What you need to do:
Pick each line that has "reasons" out of the records.

Exercise material:
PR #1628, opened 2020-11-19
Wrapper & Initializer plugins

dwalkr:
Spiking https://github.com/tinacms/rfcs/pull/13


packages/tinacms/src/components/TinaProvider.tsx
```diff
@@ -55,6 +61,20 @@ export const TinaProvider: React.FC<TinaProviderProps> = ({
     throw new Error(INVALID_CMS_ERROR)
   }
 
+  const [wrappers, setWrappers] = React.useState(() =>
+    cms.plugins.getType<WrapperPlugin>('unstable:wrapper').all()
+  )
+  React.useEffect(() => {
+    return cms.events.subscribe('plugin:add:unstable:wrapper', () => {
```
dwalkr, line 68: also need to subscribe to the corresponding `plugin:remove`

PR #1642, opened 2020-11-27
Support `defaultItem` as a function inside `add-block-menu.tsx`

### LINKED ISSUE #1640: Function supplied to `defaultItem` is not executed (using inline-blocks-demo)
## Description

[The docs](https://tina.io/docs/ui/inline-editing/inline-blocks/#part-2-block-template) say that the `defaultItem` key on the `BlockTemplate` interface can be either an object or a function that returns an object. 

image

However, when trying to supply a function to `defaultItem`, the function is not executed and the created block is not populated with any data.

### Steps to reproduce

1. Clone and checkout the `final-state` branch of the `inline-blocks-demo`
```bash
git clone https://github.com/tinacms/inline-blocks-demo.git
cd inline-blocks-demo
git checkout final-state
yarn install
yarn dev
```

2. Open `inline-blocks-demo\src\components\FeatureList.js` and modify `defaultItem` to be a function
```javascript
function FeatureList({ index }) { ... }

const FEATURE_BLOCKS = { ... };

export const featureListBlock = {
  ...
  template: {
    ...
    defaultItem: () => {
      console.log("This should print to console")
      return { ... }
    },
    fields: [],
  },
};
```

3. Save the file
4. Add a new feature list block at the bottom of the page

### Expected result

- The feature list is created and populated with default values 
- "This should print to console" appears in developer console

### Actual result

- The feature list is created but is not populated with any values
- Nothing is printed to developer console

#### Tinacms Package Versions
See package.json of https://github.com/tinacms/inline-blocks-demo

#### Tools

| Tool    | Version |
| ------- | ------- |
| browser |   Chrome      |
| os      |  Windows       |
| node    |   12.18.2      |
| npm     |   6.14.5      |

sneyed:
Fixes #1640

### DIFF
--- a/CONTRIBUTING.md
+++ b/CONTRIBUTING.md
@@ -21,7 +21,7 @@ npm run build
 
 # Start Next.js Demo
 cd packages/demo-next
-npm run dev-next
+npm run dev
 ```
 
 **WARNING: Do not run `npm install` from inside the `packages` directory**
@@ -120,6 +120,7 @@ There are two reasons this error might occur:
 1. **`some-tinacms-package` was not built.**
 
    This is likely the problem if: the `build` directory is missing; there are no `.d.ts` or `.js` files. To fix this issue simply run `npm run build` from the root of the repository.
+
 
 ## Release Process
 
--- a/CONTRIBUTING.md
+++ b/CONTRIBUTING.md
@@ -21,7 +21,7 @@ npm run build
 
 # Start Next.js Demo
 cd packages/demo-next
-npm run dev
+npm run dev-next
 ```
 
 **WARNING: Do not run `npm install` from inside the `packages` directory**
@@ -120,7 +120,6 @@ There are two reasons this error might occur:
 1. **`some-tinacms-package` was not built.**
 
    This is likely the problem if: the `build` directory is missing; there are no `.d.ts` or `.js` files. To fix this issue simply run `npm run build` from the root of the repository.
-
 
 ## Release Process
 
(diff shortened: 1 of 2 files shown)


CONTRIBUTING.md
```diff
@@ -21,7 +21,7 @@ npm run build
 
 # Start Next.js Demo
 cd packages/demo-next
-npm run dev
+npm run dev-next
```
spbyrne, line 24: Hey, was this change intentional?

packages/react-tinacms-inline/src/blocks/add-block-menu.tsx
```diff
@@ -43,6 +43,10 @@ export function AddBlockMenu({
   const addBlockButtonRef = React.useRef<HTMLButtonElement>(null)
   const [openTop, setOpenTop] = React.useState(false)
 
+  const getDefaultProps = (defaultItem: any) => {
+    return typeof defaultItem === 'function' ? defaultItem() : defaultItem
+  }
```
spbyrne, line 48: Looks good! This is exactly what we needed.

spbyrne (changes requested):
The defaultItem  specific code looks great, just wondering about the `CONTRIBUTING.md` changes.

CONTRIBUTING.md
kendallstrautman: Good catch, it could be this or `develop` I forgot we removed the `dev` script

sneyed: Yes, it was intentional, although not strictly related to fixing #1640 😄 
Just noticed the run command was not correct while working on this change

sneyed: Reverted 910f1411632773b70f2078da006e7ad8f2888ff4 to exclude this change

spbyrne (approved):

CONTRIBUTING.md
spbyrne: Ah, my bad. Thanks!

Answer for this exercise:
@@ -120,6 +120,7 @@ There are two reasons this error might occur:
@@ -120,7 +120,6 @@ There are two reasons this error might occur:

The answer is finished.